**Information given**
►

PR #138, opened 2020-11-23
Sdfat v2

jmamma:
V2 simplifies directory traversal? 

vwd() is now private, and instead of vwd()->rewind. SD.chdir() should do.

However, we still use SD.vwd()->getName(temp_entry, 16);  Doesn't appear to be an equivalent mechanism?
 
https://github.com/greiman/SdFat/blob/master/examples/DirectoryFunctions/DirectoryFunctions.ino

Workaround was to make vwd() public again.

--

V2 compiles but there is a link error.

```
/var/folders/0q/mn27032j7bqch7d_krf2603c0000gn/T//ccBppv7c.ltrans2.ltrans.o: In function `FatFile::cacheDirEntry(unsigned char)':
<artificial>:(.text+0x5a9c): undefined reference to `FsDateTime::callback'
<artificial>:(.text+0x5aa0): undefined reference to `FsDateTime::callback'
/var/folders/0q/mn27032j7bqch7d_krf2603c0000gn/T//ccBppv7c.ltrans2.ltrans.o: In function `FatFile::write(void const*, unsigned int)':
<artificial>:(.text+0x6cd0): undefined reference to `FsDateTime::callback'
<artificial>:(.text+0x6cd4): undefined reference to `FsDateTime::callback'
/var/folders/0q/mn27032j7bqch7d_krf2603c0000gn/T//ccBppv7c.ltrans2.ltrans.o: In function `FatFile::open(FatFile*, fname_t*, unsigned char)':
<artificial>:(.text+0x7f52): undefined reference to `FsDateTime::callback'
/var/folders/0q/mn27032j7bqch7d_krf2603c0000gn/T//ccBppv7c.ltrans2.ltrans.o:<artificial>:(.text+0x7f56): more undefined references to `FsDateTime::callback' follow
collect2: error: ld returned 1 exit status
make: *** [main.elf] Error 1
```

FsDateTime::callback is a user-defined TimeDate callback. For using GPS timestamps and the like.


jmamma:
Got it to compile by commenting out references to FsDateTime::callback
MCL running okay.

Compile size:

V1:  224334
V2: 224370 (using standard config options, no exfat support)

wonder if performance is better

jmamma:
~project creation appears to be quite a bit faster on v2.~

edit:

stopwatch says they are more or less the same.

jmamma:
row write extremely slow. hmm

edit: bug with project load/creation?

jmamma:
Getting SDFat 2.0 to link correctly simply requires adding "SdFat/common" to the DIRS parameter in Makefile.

◄

**Your goal**
With the line holding "Got it to compile" as the first and the line holding "row write extremely slow. hmm" as the last, please transcribe exactly the lines of the material above in that range and nothing else.

**Solution**
Got it to compile by commenting out references to FsDateTime::callback
MCL running okay.

Compile size:

V1:  224334
V2: 224370 (using standard config options, no exfat support)

wonder if performance is better

jmamma:
~project creation appears to be quite a bit faster on v2.~

edit:

stopwatch says they are more or less the same.

jmamma:
row write extremely slow. hmm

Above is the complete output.